### Information shown
------------------------------------
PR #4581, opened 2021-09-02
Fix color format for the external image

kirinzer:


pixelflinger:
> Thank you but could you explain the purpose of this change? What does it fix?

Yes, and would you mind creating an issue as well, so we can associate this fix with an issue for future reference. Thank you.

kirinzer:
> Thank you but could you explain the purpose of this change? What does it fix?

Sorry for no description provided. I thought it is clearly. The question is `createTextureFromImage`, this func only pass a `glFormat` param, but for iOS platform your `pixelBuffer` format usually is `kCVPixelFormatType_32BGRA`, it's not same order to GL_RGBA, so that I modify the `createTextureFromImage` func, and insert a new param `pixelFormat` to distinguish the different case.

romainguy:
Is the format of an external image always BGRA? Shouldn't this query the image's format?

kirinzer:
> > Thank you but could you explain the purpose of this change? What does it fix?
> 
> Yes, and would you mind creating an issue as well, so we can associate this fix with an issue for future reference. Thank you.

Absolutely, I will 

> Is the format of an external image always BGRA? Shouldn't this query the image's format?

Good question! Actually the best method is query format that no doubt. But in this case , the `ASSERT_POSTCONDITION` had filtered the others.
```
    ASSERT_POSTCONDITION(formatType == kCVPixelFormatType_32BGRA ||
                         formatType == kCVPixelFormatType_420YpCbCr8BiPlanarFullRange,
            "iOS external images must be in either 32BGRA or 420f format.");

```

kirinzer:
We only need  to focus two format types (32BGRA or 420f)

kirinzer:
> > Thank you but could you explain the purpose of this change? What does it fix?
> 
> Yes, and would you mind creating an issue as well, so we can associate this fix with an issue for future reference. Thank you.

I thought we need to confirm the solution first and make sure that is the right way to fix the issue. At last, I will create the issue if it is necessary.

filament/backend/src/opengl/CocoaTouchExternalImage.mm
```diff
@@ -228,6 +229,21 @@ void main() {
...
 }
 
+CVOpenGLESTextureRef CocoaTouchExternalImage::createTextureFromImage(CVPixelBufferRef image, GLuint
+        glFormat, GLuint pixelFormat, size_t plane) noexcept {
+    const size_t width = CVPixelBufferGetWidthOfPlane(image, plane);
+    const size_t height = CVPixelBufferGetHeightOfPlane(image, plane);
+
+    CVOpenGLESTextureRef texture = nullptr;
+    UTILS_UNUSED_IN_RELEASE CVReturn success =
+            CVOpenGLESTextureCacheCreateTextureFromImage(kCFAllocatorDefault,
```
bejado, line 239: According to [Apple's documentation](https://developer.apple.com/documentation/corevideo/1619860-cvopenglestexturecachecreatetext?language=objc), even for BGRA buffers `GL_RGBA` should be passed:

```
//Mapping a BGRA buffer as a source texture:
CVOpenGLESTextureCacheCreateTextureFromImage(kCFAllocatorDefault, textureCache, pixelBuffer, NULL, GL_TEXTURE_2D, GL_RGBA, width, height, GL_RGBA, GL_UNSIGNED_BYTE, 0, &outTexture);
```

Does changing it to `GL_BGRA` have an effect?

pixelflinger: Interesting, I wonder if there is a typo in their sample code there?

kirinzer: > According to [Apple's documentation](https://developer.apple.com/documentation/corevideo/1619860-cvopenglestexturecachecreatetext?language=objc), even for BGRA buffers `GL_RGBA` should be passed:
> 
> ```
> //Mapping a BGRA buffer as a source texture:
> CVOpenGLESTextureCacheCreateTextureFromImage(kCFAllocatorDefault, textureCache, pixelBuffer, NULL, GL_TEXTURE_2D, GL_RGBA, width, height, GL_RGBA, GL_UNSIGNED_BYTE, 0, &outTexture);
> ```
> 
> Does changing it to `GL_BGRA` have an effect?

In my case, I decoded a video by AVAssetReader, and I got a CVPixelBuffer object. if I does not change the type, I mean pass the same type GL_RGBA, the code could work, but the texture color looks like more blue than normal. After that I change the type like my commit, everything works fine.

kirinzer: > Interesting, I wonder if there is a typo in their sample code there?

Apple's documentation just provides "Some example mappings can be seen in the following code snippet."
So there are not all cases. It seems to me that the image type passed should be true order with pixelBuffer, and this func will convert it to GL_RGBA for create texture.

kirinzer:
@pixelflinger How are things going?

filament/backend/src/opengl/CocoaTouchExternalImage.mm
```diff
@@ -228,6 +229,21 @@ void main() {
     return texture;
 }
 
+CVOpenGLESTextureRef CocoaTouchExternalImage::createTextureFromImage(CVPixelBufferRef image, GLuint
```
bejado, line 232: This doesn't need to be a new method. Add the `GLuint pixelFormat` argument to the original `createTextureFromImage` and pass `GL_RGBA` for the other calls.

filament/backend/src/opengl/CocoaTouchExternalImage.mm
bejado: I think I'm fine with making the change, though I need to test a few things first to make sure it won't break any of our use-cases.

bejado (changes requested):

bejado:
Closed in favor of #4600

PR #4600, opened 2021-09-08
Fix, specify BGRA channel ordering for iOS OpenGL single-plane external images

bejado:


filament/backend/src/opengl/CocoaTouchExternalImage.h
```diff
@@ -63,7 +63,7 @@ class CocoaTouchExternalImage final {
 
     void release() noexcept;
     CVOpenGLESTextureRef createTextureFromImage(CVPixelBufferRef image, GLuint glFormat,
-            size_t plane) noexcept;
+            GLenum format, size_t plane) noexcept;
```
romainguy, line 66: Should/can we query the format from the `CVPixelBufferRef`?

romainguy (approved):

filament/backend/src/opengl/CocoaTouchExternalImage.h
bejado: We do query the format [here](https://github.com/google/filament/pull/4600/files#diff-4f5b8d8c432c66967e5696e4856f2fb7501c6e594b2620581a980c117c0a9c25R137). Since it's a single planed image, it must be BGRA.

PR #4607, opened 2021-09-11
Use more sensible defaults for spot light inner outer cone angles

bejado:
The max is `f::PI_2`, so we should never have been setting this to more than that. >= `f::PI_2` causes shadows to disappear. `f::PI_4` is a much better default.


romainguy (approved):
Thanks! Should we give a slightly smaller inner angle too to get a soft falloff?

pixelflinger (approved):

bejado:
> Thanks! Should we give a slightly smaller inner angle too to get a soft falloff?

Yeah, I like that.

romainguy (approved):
------------------------------------
### About this exercise
Find the word "like" in the entries above, then copy each line that holds it.

### Result
In my case, I decoded a video by AVAssetReader, and I got a CVPixelBuffer object. if I does not change the type, I mean pass the same type GL_RGBA, the code could work, but the texture color looks like more blue than normal. After that I change the type like my commit, everything works fine.
Yeah, I like that.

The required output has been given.